On the island, they set up a hospital in an underground maze of tunnels and cared for the wounded through almost nonstop shelling.

Because some nurses were evacuated just before the fall of Corregidor in May 1942, "we always thought we'd be going also, until the Japanese came into the tunnel," Schmidt recounted in "No Time for Fear."

Before the Japanese took them prisoner, the nurses wanted to leave a record in case they were never heard from again.

They ripped a square of cloth from a bedsheet and signed it the day of their surrender, May 6, 1942.

Taken by boat to the Santo Tomas internment camp in Manila, the nurses refused the tea offered "because we thought they were trying to poison us," Schmidt recalled in the book.

Despite being racked with disease and injury, the remaining 77 nurses continued to practice, treating military and civilian prisoners in the camp.

By early 1945, many of the nurses suffered from malnutrition, losing an average of 32 pounds each.

"We heard a lot of rumors about the Americans coming for us but were still surprised when they did come," Schmidt said in "No Time for Fear." "I had begun to feel that the Americans thought we weren't worth saving, and to look at how scrawny we were, we probably weren't."

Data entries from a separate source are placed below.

PR #909, opened 2024-02-06
Remove App Check From Shopper Insights and Analytics Updates

tdchow:
### Summary of changes

 - Removed the PayPal and Venmo app installed checks from the Shopper Insights module - the API call is now always executed.
 - Rearrange a few analytics calls to match iOS

### Checklist

[ ] Whenever, no rush

### DIFF
--- a/ShopperInsights/src/main/java/com/braintreepayments/api/ShopperInsightsClient.kt
+++ b/ShopperInsights/src/main/java/com/braintreepayments/api/ShopperInsightsClient.kt
@@ -90,18 +90,10 @@ class ShopperInsightsClient @VisibleForTesting internal constructor(
             }
 
             else -> {
-                braintreeClient.sendAnalyticsEvent(GET_RECOMMENDED_PAYMENTS_SUCCEEDED)
-                callback.onResult(
-                    ShopperInsightsResult.Success(
-                        ShopperInsightsInfo(
-                            isPayPalRecommended = isPaymentRecommended(
-                                result.eligibleMethods.paypal
-                            ),
-                            isVenmoRecommended = isPaymentRecommended(
-                                result.eligibleMethods.venmo
-                            )
-                        )
-                    )
+                callbackSuccess(
+                    callback = callback,
+                    isPayPalRecommended = isPaymentRecommended(result.eligibleMethods.paypal),
+                    isVenmoRecommended = isPaymentRecommended(result.eligibleMethods.venmo)
                 )
             }
         }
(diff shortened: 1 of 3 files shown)


sarahkoop (approved):

ShopperInsights/src/test/java/com/braintreepayments/api/ShopperInsightsClientUnitTest.kt
```diff
@@ -24,91 +20,30 @@ import org.junit.Test
...
-        }
         verifyStartedAnalyticsEvent()
-        verifySuccessAnalyticsEvent()
     }
 
     @Test
-    fun testGetRecommendedPaymentMethods_hasBothAppsInstalled_returnsSuccessResult() {
-        every { deviceInspector.isVenmoInstalled(applicationContext) } returns true
-        every { deviceInspector.isPayPalInstalled(applicationContext) } returns true
+    fun `when getRecommendedPaymentMethods is called, succeeded event is sent`() {
```
scannillo, line 42: Looks like the test name here and on line 247 got mixed up?

tdchow: Shoot, good catch! let me update this.

ShopperInsights/src/main/java/com/braintreepayments/api/ShopperInsightsClient.kt
```diff
@@ -103,16 +80,17 @@ class ShopperInsightsClient @VisibleForTesting internal constructor(
...
+
+            result?.eligibleMethods?.paypal == null && result?.eligibleMethods?.venmo == null -> {
+                callbackFailure(
+                    callback = callback,
+                    error = BraintreeException("Required fields missing from API response body")
                 )
             }
+
             else -> {
+                braintreeClient.sendAnalyticsEvent(GET_RECOMMENDED_PAYMENTS_SUCCEEDED)
```
scannillo, line 93: Nit - I know we talked about this is another PR, but maybe we should align with the other payment method features also move the result return & analytics firing for the success case into a helper method similar to how we're doing it for the error case

scannillo (approved):

ShopperInsights/src/main/java/com/braintreepayments/api/ShopperInsightsClient.kt
tdchow: I had left out the success function since this is the only spot where we send the success event and invoke the success on the callback, but it looks like the other modules still have the success function. I'll update this to align!

PR #911, opened 2024-02-07
Venmo Universal/App Links

jaxdesmarais:
### Summary of changes

 -   Add `setFallbackToWeb()` to `VenmoRequest`
     - If set to `true` customers will fallback to a web based Venmo flow if the Venmo app is not installed
     - This method uses App Links instead of Deep Links
- Add `VenmoClient#parseBrowserSwitchResult(Context, Intent)` method
- Add `VenmoClient#clearActiveBrowserSwitchRequests(Context)` method
- Add `VenmoClient#onBrowserSwitchResult(BrowserSwitchResult, VenmoOnActivityResultCallback)` method
- This feature has been added to the Demo app, select "Venmo Fallback to Web" in the Settings menu to test this flow
- Add unit tests

### Checklist

 - [x] Added a changelog entry
 - [x] Relevant test coverage

### Authors

@jaxdesmarais @sarahkoop @jwarmkessel @tdchow


Venmo/src/main/java/com/braintreepayments/api/VenmoClient.java
```diff
@@ -428,6 +445,196 @@ private Intent getLaunchIntent(Configuration configuration, String profileId, St
...
+
+                        String resourceIdFromAppSwitch = "";
+                        String paymentMethodNonceFromAppSwitch = "";
+                        String usernameFromAppSwitch = "";
+                        if (resourceIdFromBrowserSwitch == null && paymentMethodNonceFromBrowserSwitch == null && usernameFromBrowserSwitch == null) {
+                            String cleanedAppSwitchUri = String.valueOf(deepLinkUri).replaceFirst("&","?");
+                            resourceIdFromAppSwitch = Uri.parse(String.valueOf(cleanedAppSwitchUri)).getQueryParameter("resource_id");
+                            paymentMethodNonceFromAppSwitch = Uri.parse(String.valueOf(cleanedAppSwitchUri)).getQueryParameter("payment_method_nonce");
+                            usernameFromAppSwitch = Uri.parse(String.valueOf(cleanedAppSwitchUri)).getQueryParameter("username");
+                        }
```
jaxdesmarais, line 478: This logic doesn't _feel_ great but is due to getting 2 slightly different deeplink URLs back from the App vs Web based flow. If there is a cleaner way to do this I am down for sure!

App based `deepLinkUri`:
```
com.braintreepayments.demo.braintree://x-callback-url/vzero/auth/venmo/success&username=a-username&payment_method_nonce=fake-venmo-account-nonce&resource_id=a-resource-id
```

Web based `deepLinkUri`:
```
com.braintreepayments.demo.braintree://x-callback-url/vzero/auth/venmo/success?resource_id=a-resource-id&username=a-username&payment_method_nonce=fake-venmo-account-nonce
```

Specifically we cannot get the query parameters from the App based flow since the deep link uri we get back starts with an `&` instead of a `?`. Right now we are doing a replace on the first `&` if present and parsing the rest of the uri as we do on the web.

CHANGELOG.md
```diff
@@ -1,5 +1,15 @@
 # Braintree Android SDK Release Notes
 
+## unreleased
+
+* Venmo
+  * Add `setFallbackToWeb()` to `VenmoRequest`
+    * If set to `true` customers will fallback to a web based Venmo flow if the Venmo app is not installed
+    * This method uses App Links and is more secure than the Deep Link based flow
```
jaxdesmarais, line 8:
```suggestion
    * This method uses App Links instead of Deep Links
```

Demo/src/main/java/com/braintreepayments/demo/VenmoFragment.java
```diff
@@ -43,11 +48,13 @@ public View onCreateView(@NonNull LayoutInflater inflater, @Nullable ViewGroup c
     }
 
     private void handleVenmoResult(VenmoAccountNonce venmoAccountNonce) {
-        super.onPaymentMethodNonceCreated(venmoAccountNonce);
+        if (venmoAccountNonce != null) {
```
sarahkoop, line 51: Is this just fixing lint? If this is only called in the onSuccess listener method it shouldn't ever be null I think

Venmo/src/main/java/com/braintreepayments/api/VenmoClient.java
```diff
@@ -163,10 +169,12 @@ public void onResult(@Nullable final Configuration configuration, @Nullable Exce
                 }
 
                 String exceptionMessage = null;
-                if (!configuration.isVenmoEnabled()) {
-                    exceptionMessage = "Venmo is not enabled";
-                } else if (!deviceInspector.isVenmoAppSwitchAvailable(activity)) {
-                    exceptionMessage = "Venmo is not installed";
+                if (!request.getFallbackToWeb()) {
+                    if (!configuration.isVenmoEnabled()) {
```
sarahkoop, line 173: The `enabled` check for the merchant account should happen even if `fallBackToWeb` is true right?

Venmo/src/main/java/com/braintreepayments/api/VenmoClient.java
```diff
@@ -428,6 +445,196 @@ private Intent getLaunchIntent(Configuration configuration, String profileId, St
...
+                } else if (error != null) {
+                    listener.onVenmoFailure(error);
+                }
+            }
+        });
+
+        this.pendingBrowserSwitchResult = null;
+    }
+
+    private void startUniversalLinkFlow(FragmentActivity activity, VenmoIntentData input, Context context) throws JSONException, BrowserSwitchException {
```
sarahkoop, line 603: And `FragmentActivity` is an Android `Context` so I think we should be able to remove the extra `context` param and access all the required info from the `activity` param

Venmo/src/main/java/com/braintreepayments/api/VenmoClient.java
sarahkoop: Is that `&` instead of `?` intentional or something the Venmo team could fix? Otherwise this logic seems like the best option - but maybe for clarity we could break out all this URL parsing into helper methods in this class like `parseAppBasedReturnUrl` and `parseWebBasedReturnUrl`? Or something like that

Venmo/src/main/java/com/braintreepayments/api/VenmoClient.java
```diff
@@ -428,6 +445,196 @@ private Intent getLaunchIntent(Configuration configuration, String profileId, St
...
+            case BrowserSwitchStatus.SUCCESS:
+                Uri deepLinkUri = browserSwitchResult.getDeepLinkUrl();
+                if (deepLinkUri != null) {
+                    if (deepLinkUri.getPath().contains("success")) {
+                        braintreeClient.sendAnalyticsEvent("pay-with-venmo.browser-switch.success");
+                        String resourceIdFromBrowserSwitch = Uri.parse(String.valueOf(deepLinkUri)).getQueryParameter("resource_id");
+                        String paymentMethodNonceFromBrowserSwitch = Uri.parse(String.valueOf(deepLinkUri)).getQueryParameter("payment_method_nonce");
+                        String usernameFromBrowserSwitch = Uri.parse(String.valueOf(deepLinkUri)).getQueryParameter("username");
+
+                        String resourceIdFromAppSwitch = "";
```
sarahkoop, line 470:
```suggestion
                        String resourceIdFromAppSwitch;
```

Do we need these to be defined as empty strings? It seems like if not set they should be null

Venmo/src/main/java/com/braintreepayments/api/VenmoClient.java
```diff
@@ -428,6 +445,196 @@ private Intent getLaunchIntent(Configuration configuration, String profileId, St
...
+                                @Override
+                                public void onResult(@Nullable VenmoAccountNonce venmoAccountNonce, @Nullable Exception error) {
+                                    if (venmoAccountNonce != null) {
+                                        callback.onResult(venmoAccountNonce, null);
+                                    } else {
+                                        callback.onResult(null, error);
+                                    }
+                                }
+                            });
+                        } else if ((paymentMethodNonceFromBrowserSwitch != null && usernameFromBrowserSwitch != null) || (paymentMethodNonceFromAppSwitch != null && usernameFromAppSwitch != null)) {
```
sarahkoop, line 498: Not sure if this is overkill but it might be helpful for future understanding to pull these if statements into helper methods too that say what these conditions mean - I'm reading this as if `returnToAppSuccessWithPaymentContext()` else if `returnToAppSuccessWithoutPaymentContext()` is that right?

Demo/src/main/java/com/braintreepayments/demo/VenmoFragment.java
jaxdesmarais: Ah, good catch, removed: https://github.com/braintree/braintree_android/pull/911/commits/1bd1e1d979c7d9673797c23ffe77aece150bdb8b

Venmo/src/main/java/com/braintreepayments/api/VenmoClient.java
jaxdesmarais: You're right, update: https://github.com/braintree/braintree_android/pull/911/commits/86ce5513e20bae65950237b13d8f42fce49024d1

Venmo/src/main/java/com/braintreepayments/api/VenmoClient.java
```diff
@@ -428,6 +447,196 @@ private Intent getLaunchIntent(Configuration configuration, String profileId, St
...
+     * @param context The context used to clear pending browser switch requests
+     */
+    public void clearActiveBrowserSwitchRequests(@NonNull Context context) {
+        braintreeClient.clearActiveBrowserSwitchRequests(context);
+    }
+
+    void onBrowserSwitchResult(@NonNull BrowserSwitchResult browserSwitchResult) {
+        this.pendingBrowserSwitchResult = browserSwitchResult;
+        if (listener != null) {
+            // NEXT_MAJOR_VERSION: determine if browser switch logic can be further decoupled
```
sarahkoop, line 566: We can remove these NEXT_MAJOR_VERSION notes and maybe just have one that says "remove all manual browser switching methods" since we know what we will be doing in the next major version

Venmo/src/main/java/com/braintreepayments/api/VenmoClient.java
jaxdesmarais: The more you know. Lol. ✅ : https://github.com/braintree/braintree_android/pull/911/commits/52fa91869690ce39e690d252965f559242cd9419

Venmo/src/main/java/com/braintreepayments/api/VenmoClient.java
jaxdesmarais: It seems like the compiler doesn't like that syntax, but does like `String resourceIdFromAppSwitch = null;` for defaulting to null?

jaxdesmarais: Updated here: https://github.com/braintree/braintree_android/pull/911/commits/a25792e1bf8098124108d1d0c90455b1e94b71f8

Venmo/src/main/java/com/braintreepayments/api/VenmoClient.java
jaxdesmarais: Yeah, we could do that, I think this logic is mostly similar to the logic in `onVenmoResult` ([here](https://github.com/braintree/braintree_android/blob/fdd6bdc23e5a9c076ff800939d79096c9f64a0dc/Venmo/src/main/java/com/braintreepayments/api/VenmoClient.java#L247-L296)). Agree it's a bit hard to reason about so if we think it'd be more clear to extract into a helper method I am down.

Venmo/src/main/java/com/braintreepayments/api/VenmoClient.java
jaxdesmarais: That's a good question if it's intentional or not. I can ask! Since we need all 3 things what kind of object would the helper methods return? Then we would need to parse the return types or duplicate the logic below. What do you think?

Venmo/src/main/java/com/braintreepayments/api/VenmoClient.java
```diff
@@ -428,6 +447,195 @@ private Intent getLaunchIntent(Configuration configuration, String profileId, St
...
+
+    BrowserSwitchResult deliverBrowserSwitchResultFromNewTask(FragmentActivity activity) {
+        return braintreeClient.deliverBrowserSwitchResultFromNewTask(activity);
+    }
+
+    private void deliverBrowserSwitchResultToListener(final BrowserSwitchResult browserSwitchResult) {
+        onBrowserSwitchResult(browserSwitchResult, new VenmoOnActivityResultCallback() {
+            @Override
+            public void onResult(@Nullable VenmoAccountNonce venmoAccountNonce, @Nullable Exception error) {
+                if (venmoAccountNonce != null) {
```
sarahkoop, line 592: Let's check that listener is not null before either of these outcomes - if null we just can't return anything, but better that than to crash

Venmo/src/main/java/com/braintreepayments/api/VenmoClient.java
```diff
@@ -428,6 +447,195 @@ private Intent getLaunchIntent(Configuration configuration, String profileId, St
...
+                } else if (error != null) {
+                    listener.onVenmoFailure(error);
+                }
+            }
+        });
+
+        this.pendingBrowserSwitchResult = null;
+    }
+
+    private void startUniversalLinkFlow(FragmentActivity activity, VenmoIntentData input) throws JSONException, BrowserSwitchException {
```
sarahkoop, line 603:
```suggestion
    private void startAppLinkFlow(FragmentActivity activity, VenmoIntentData input) throws JSONException, BrowserSwitchException {
```
Not sure if we want to align with iOS in naming but I prefer using the Android terminology here

Venmo/src/test/java/com/braintreepayments/api/VenmoActivityResultContractUnitTest.java
```diff
@@ -61,6 +62,17 @@ public void createIntent_returnsIntentWithExtras() throws JSONException {
         JSONAssert.assertEquals(expectedBraintreeData, new JSONObject(intent.getStringExtra(EXTRA_BRAINTREE_DATA)), JSONCompareMode.STRICT);
     }
 
+    @Test
+    public void createIntentForFallbackToWebWithVenmoInstalled_returnsIntentWithExtras() throws JSONException {
```
sarahkoop, line 66: The title of this test doesn't really match the assertion - should it be null or should we assert on the extras?

Venmo/src/test/java/com/braintreepayments/api/VenmoClientUnitTest.java
```diff
@@ -1496,4 +1523,82 @@ public void onVenmoResult_withPaymentContext_withFailedVaultCall_forwardsErrorTo
...
+
+        VenmoApi venmoApi = new MockVenmoApiBuilder()
+                .createNonceFromPaymentContextSuccess(nonce)
+                .build();
+
+        VenmoClient sut = new VenmoClient(activity, lifecycle, braintreeClient, venmoApi, sharedPrefsWriter, deviceInspector);
+        sut.pendingBrowserSwitchResult = browserSwitchResult;
+        sut.setListener(listener);
+
+        verify(listener).onVenmoSuccess(any(VenmoAccountNonce.class));
```
sarahkoop, line 1552:
```suggestion
        verify(listener).onVenmoSuccess(same(nonce));
```
Nitpick but just a stronger assertion

Venmo/src/test/java/com/braintreepayments/api/VenmoClientUnitTest.java
```diff
@@ -433,6 +437,29 @@ public void tokenizeVenmoAccount_whenVenmoNotInstalled_forwardsExceptionToListen
         verify(braintreeClient).sendAnalyticsEvent("pay-with-venmo.app-switch.failed");
     }
 
+    @Test
+    public void tokenizeVenmoAccount_whenFallbackToWebTrueAndAppInstalled_appSwitchIsSuccessful() {
```
sarahkoop, line 441: Feels like we are missing the other cases like `whenFallbackToWebTrueAndAppNotInstalled` - are those tested somewhere else?

Venmo/src/main/java/com/braintreepayments/api/VenmoClient.java
sarahkoop: Also maybe we should make this method package private and @VisibleForTesting and test it directly? It seems like there is a lot of parsing logic for building the URL that could use a unit test

sarahkoop:
Left a few nitpick comments around naming and testing but otherwise 🔥

Venmo/src/main/java/com/braintreepayments/api/VenmoClient.java
jaxdesmarais: Oooo, yeah I had not thought of that, updated here: https://github.com/braintree/braintree_android/pull/911/commits/45b2a20f192b435f4ecc947c641d8e2ff6468ed4

Venmo/src/main/java/com/braintreepayments/api/VenmoClient.java
jaxdesmarais: Done: https://github.com/braintree/braintree_android/pull/911/commits/45b2a20f192b435f4ecc947c641d8e2ff6468ed4

Venmo/src/test/java/com/braintreepayments/api/VenmoActivityResultContractUnitTest.java
jaxdesmarais: I think this can be removed entirely, we had originally built the URL and appended it to the intent but don't have that logic in the VenmoAcitivityResultContract at all anymore. Removing this and will also update the missing test cases.

Venmo/src/test/java/com/braintreepayments/api/VenmoClientUnitTest.java
jaxdesmarais: Added some additional tests here: https://github.com/braintree/braintree_android/pull/911/commits/0a8e84284f11fd1308c528fdd1c5f2c0cb0c75be

Venmo/src/test/java/com/braintreepayments/api/VenmoClientUnitTest.java
jaxdesmarais: 👍 : https://github.com/braintree/braintree_android/pull/911/commits/84aa6b3a0599a1776f36fb0ecbf6ee14090af030

Venmo/src/main/java/com/braintreepayments/api/VenmoClient.java
sarahkoop: Ah you're right there isn't a single return object, maybe is fine as is then 👍

sarahkoop (approved):

Venmo/src/main/java/com/braintreepayments/api/VenmoClient.java
jaxdesmarais: I ended up extracting the parsing logic into it's own methods (one for each value - nonce, username, resource id) here: https://github.com/braintree/braintree_android/pull/911/commits/b01835d10649518ab30edba7b588059970649444. I think it cleans this up a bit and hopefully makes it a bit more clear vs all living in this method. 🙏

tdchow (approved):

jaxdesmarais:
Waiting to merge this, there are some issues with the Venmo app return currently on both the standard flow and this new flow. Waiting for those to get resolved to do a final round of testing before merging.

Venmo/src/main/java/com/braintreepayments/api/VenmoClient.java
```diff
@@ -163,10 +169,14 @@ public void onResult(@Nullable final Configuration configuration, @Nullable Exce
                 }
 
                 String exceptionMessage = null;
+                if (!request.getFallbackToWeb()) {
+                     if (!deviceInspector.isVenmoAppSwitchAvailable(activity)) {
```
scannillo, line 173: I thought we were going to keep the logic that checks if the app is installed before doing the switch, even if the switch is via app links?

Venmo/src/main/java/com/braintreepayments/api/VenmoClient.java
```diff
@@ -428,6 +447,219 @@ private Intent getLaunchIntent(Configuration configuration, String profileId, St
...
+                .appendQueryParameter("customerClient", "MOBILE_APP")
+                .build();
+
+        BrowserSwitchOptions browserSwitchOptions = new BrowserSwitchOptions()
+                .requestCode(BraintreeRequestCodes.VENMO)
+                .url(venmoBaseURL)
+                .returnUrlScheme(braintreeClient.getReturnUrlScheme());
+
+        braintreeClient.startBrowserSwitch(activity, browserSwitchOptions);
+        braintreeClient.sendAnalyticsEvent("pay-with-venmo.browser-switch.started");
```
scannillo, line 660: I think we'll want a way to differentiate the old vs new switch methods in our analytics. Maybe that's in an `additionalDetails` tag? (It could also cover the PP checkout vs vault distinction we also wanted to cover at some point too)

Venmo/src/main/java/com/braintreepayments/api/VenmoClient.java
```diff
@@ -428,6 +447,219 @@ private Intent getLaunchIntent(Configuration configuration, String profileId, St
         return venmoIntent;
     }
 
+    /**
+     * Use this method with the manual browser switch integration pattern.
+     *
+     * @param browserSwitchResult a {@link BrowserSwitchResult} with a {@link BrowserSwitchStatus}
+     * @param callback            {@link VenmoOnActivityResultCallback}
+     */
+    public void onBrowserSwitchResult(@NonNull BrowserSwitchResult browserSwitchResult, @NonNull final VenmoOnActivityResultCallback callback) {
```
scannillo, line 456: These new methods are only required for the app links flow (in the case of a web fallback) right? If so, can we call that out in the docstrings that if you opt-in to app links, you must implement these methods?

Venmo/src/main/java/com/braintreepayments/api/VenmoClient.java
jaxdesmarais: Are you thinking for analytics purposes like sending a new event here? We wouldn't want to set the exception message if we are falling back to web. On like 182 we check the value of this message and callback with the exception if it exists. For the web fallback case, we should expect the exception to be null below.

Venmo/src/main/java/com/braintreepayments/api/VenmoClient.java
jaxdesmarais: These methods would be for both the web fallback and app switch flows using app links, but _only_ for merchants using the manual browser switch pattern. The app links flow with app installed also uses this method (we get a different result back from the app links flow for both app install and web fallback).

Venmo/src/main/java/com/braintreepayments/api/VenmoClient.java
jaxdesmarais: I went with the "browser-switch" name because that's what all of the other modules use, but they only support 1 browser switch method vs app links that this module supports for both flows. But we could update this to "app-links" instead. This method is used for both the app and web fallback flow via app links.

Venmo/src/main/java/com/braintreepayments/api/VenmoClient.java
scannillo: No not for analytics purposes. I thought the purpose of moving to universal links was to replace the URL scheme switch and hope for less drop-off with "unknown" errors that happen, not to remove the check for if the app is installed entirely.

Venmo/src/main/java/com/braintreepayments/api/VenmoClient.java
scannillo: Ah - I'm remembering that this version is still on Arachne. So adding a new tag name in the POST body means an Arachne deploy ...

So adding a new event name to distinguish the 2 switch types is probably our best bet

Venmo/src/main/java/com/braintreepayments/api/VenmoClient.java
scannillo: Gotcha! So maybe in our `VenmoRequest.useWebFallback` docstring we can call out that these must be implemented

Venmo/src/main/java/com/braintreepayments/api/VenmoClient.java
jaxdesmarais: Yeah, still on arachne, but it is a good point since we will need to port this to v5. The intent based flow (old flow) uses: `"pay-with-venmo.app-switch.<ACTION>"` as the event name so that naming is totally seperate. 

Do you think we should go with `"pay-with-venmo.browser-switch.<ACTION>"` to remain consistent across v4 modules or update this PR to use `"pay-with-venmo.app-link.<ACTION>"` to prepare for what we may want to call this in v5?

Venmo/src/main/java/com/braintreepayments/api/VenmoClient.java
jaxdesmarais: Yeah, we can call that out there for merchants using the manual browser switch pattern. Updated: https://github.com/braintree/braintree_android/pull/911/commits/33063cd16c6cfd7ac732913a0be99e7e6df7f51f

Venmo/src/main/java/com/braintreepayments/api/VenmoClient.java
jaxdesmarais: We shouldn't need the app installed check for this flow since we rely on the app links URL + OS to make this determination. We don't fallback to the old Intent flow if the app is not installed. In both cases for app links we hit `https://venmo.com/go/checkout` and the OS does the checks. I am not sure why we'd still want to do the check additionally.

Venmo/src/main/java/com/braintreepayments/api/VenmoClient.java
scannillo: Great question! Hm - I lean toward moving it closer to the v5 naming convention. But really as long as we document it, either should be usable.

Maybe we can add a new tabbed section to our events Excel doc to call this out (since the existing tab is for V5+)

Venmo/src/main/java/com/braintreepayments/api/VenmoClient.java
scannillo: Gotcha - I get that the check is not necessary to perform the switch. I just thought we were planning to keep it until the next major version. 

Keeping it would let us more accurately compare the performance of intents vs app link switches at the OS level.

scannillo: ^ This doesn't have to be a blocking comment, but this might come up w/ the Venmo team again

jaxdesmarais: 🤔 I may be completely misunderstanding what you are saying, so if I am happy to talk irl, but it doesn't look like we send anything in the check for `isVenmoAppSwitchAvailable` ([it calls this method under the hood](https://github.com/braintree/braintree_android/blob/fdd6bdc23e5a9c076ff800939d79096c9f64a0dc/BraintreeCore/src/main/java/com/braintreepayments/api/DeviceInspector.kt#L58-L64)) that would allow us to compare performance. Again, maybe I am completely misunderstanding what you're saying. 😅

Venmo/src/main/java/com/braintreepayments/api/VenmoClient.java
jaxdesmarais: Done: https://github.com/braintree/braintree_android/pull/911/commits/85114837ccefb1e73efef3ffeb02c709cb2e3d7a

Also added a new tab for Android v4 on the excel. Though these are the only events there for now, but at least we will have somewhere to point to for the event names if needed! Not sure if we plan to add iOS v5 + the rest of the Android v4 events at some point. Could be a good "tech debt" task at some point so we can point folks with questions on those versions somewhere.

Venmo/src/main/java/com/braintreepayments/api/VenmoClient.java
scannillo: Totally down to chat IRL! Also don't let this convo block the PR.

What I mean is: I imagine we'll want to be comparing "conversion" rate for the intent flow versus the app link flow, so comparing # start to # end events. That comparison is more apples-to-apples if the intentional web fallback is removed from the equation, if both situations check for the app being installed before attempting to switch.

Let's say the app link flow (which currently doesn't check for app install) shows us awful conversion rates. We won't know if that's because the web fallback conversion stinks, _or_ the if the general app <--> app switch behavior on the app link rails is problematic and inconsistent.

scannillo: Apologies for the confusion! More of a general ❓

scannillo: To close this thread - we're going forward with the logic, as-is! For intentionally falling back to the web flow in the cases of no app installed.

Confirmed with Jax IRL and also with the Venmo product team.

scannillo: @jaxdesmarais Should I leave this thread unresolved until we can lang on an analytics piece? Also happy to 🏈 punt on the analytics piece here for a future PR too.

IRL we discussed that knowing what portion of users don't have the app installed will allow us to determine what % of users are being sent to the web fallback, or not.

jaxdesmarais: Do with think it'd be helpful to add analytics in the case of web fallback + app not installed? We could also add this in a future PR if we want more granular data on the flow. 🤔

jaxdesmarais: LOL, we asked the same question. I think I lean towards adding it in this PR as it could give us some insight between the two flows (intent vs app links) as well as the performance of app not installed + web fallback vs app installed + web fallback. The question is really do we want to send it for _all_ flows or just not installed + web fallback? What do you think?

scannillo (approved):
👏 Awesome test coverage

Venmo/src/main/java/com/braintreepayments/api/VenmoClient.java
```diff
@@ -428,6 +447,219 @@ private Intent getLaunchIntent(Configuration configuration, String profileId, St
...
+                                        callback.onResult(venmoAccountNonce, null);
+                                    } else {
+                                        callback.onResult(null, error);
+                                    }
+                                }
+                            });
+                        } else if (paymentMethodNonce != null && username != null) {
+                            braintreeClient.sendAnalyticsEvent("pay-with-venmo.app-links.success");
+                            VenmoAccountNonce venmoAccountNonce = new VenmoAccountNonce(paymentMethodNonce, username, false);
+                            callback.onResult(venmoAccountNonce, null);
```
sarahkoop, line 487: Should there be vaulting logic here?

jaxdesmarais: Ah! You're absolutely right there should be. Made this update to match `onActivityResult`: https://github.com/braintree/braintree_android/pull/911/commits/4b538dc18c54c52203a24521fe0fcb1cc7ccb7a3

jaxdesmarais:
We have completed our test cases for this flow based on current versions of the Venmo app. The Venmo team will be completing backwards compatibility testing off of this branch. Once their tests are complete as well we should be able to remove the "do not merge" tag.

Venmo/src/main/java/com/braintreepayments/api/VenmoClient.java
```diff
@@ -225,7 +235,16 @@ private void startVenmoActivityForResult(
         sharedPrefsWriter.persistVenmoVaultOption(activity, shouldVault);
         if (observer != null) {
             VenmoIntentData intentData = new VenmoIntentData(configuration, venmoProfileId, paymentContextId, braintreeClient.getSessionId(), braintreeClient.getIntegrationType());
-            observer.launch(intentData);
+            if (request.getFallbackToWeb()) {
+                try {
+                    startAppLinkFlow(activity, intentData);
+                } catch (JSONException | BrowserSwitchException exception) {
+                    braintreeClient.sendAnalyticsEvent("pay-with-venmo.app-links.failure");
```
scannillo, line 242: Just want to bump [this comment ](https://github.com/braintree/braintree_ios/pull/1193#issuecomment-1961935900)that we'll need to send paymentContextID for Android too.

jaxdesmarais: Yep, I added it to the tags confluence page as well as the android ticket for that workstream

Liberated when an American tank crashed through the camp's main gate in February 1945, all of the nurses safely returned to the U.S.

Three are believed to still be alive, according to Norman.

Back home, the nurses staged war-bond drives but received little attention among the sea of victorious returning U.S. soldiers, Norman said.

Imogene Kennedy was born Oct. 13, 1918, in Philadelphia, Miss., and grew up on a farm with seven siblings. Four brothers who served in the war also came back alive.

After graduating in 1941 with a degree in nursing from the University of Tennessee, she joined the Army and sailed for the Philippines.

While a POW, she met a fellow prisoner, Richard Schmidt, and married him soon after returning to the U.S. He had been captured on his way to his job with a steamship company.

The couple settled in California, and Schmidt continued her nursing career in the Bay Area and Altadena. They moved to La Caņada Flintridge in 1963.

Although she rarely talked about her wartime experiences, her family said it gave her a sunny disposition.

"It took very little to make her happy. We never really saw her angry. She was only sad at the death of her comrades," her daughter said.

One favorite pastime was attending reunions of the Angels of Bataan.

"She had a wonderful spirit," Norman said. "She loved these women she was imprisoned with, and she said she knew them as well as the back of her hand."

In addition to her daughter, Schmidt is survived by a son, two sisters, a brother and four grandchildren. Her husband died in 1994.